### YOUR INSTRUCTIONS
Each line from the one containing "This pull request" through the end of the entries below should be transcribed exactly, and no other line.

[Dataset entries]
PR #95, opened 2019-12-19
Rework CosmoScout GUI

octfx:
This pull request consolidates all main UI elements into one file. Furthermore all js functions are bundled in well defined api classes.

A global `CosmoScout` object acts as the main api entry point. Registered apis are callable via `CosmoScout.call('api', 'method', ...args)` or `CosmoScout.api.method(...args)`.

### TASK OUTPUT
This pull request consolidates all main UI elements into one file. Furthermore all js functions are bundled in well defined api classes.

A global `CosmoScout` object acts as the main api entry point. Registered apis are callable via `CosmoScout.call('api', 'method', ...args)` or `CosmoScout.api.method(...args)`.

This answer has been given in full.